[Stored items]
PR #1422, opened 2026-06-15
Bug bounty

saifuddin-xilinx:
Fixed a bug details as follws:
fix null deref in ve2/aie4 hwctx and src tree payload inline

### DIFF
--- a/drivers/accel/amdxdna/amdxdna_ctx.c
+++ b/drivers/accel/amdxdna/amdxdna_ctx.c
@@ -142,6 +142,9 @@ void *amdxdna_cmd_get_payload(struct amdxdna_gem_obj *abo, u32 *size)
 	else
 		num_masks = 1 + FIELD_GET(AMDXDNA_CMD_EXTRA_CU_MASK, cmd->header);
 
+	if (abo->mem.size < offsetof(struct amdxdna_cmd, data[num_masks]))
+		return NULL;
+
 	if (size) {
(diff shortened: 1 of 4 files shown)


drivers/accel/amdxdna/amdxdna_ctx.c
```diff
@@ -142,6 +142,9 @@ void *amdxdna_cmd_get_payload(struct amdxdna_gem_obj *abo, u32 *size)
 	else
 		num_masks = 1 + FIELD_GET(AMDXDNA_CMD_EXTRA_CU_MASK, cmd->header);
 
+	if (abo->mem.size < offsetof(struct amdxdna_cmd, data[num_masks]))
```
houlz0507, line 145: abo->mem.size is 4K aligned. So it will never smaller than offsetof(struct amdxdna_cmd, data[num_masks]).
How about adding a comment to avoid the future AI scans?

drivers/accel/amdxdna/amdxdna_ctx.c
```diff
@@ -195,6 +198,8 @@ int amdxdna_cmd_set_error(struct amdxdna_gem_obj *abo,
 
 	if (amdxdna_cmd_get_op(abo) == ERT_CMD_CHAIN) {
 		cc = amdxdna_cmd_get_payload(abo, NULL);
+		if (!cc)
```
houlz0507, line 201: here, cmd != NULL and size == NULL. So amdxdna_cmd_get_payload() will never return NULL, correct?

_Work to complete:_
Report the number of lines in the entries above that include the word "return" and add nothing to it.

_Output of the task:_
2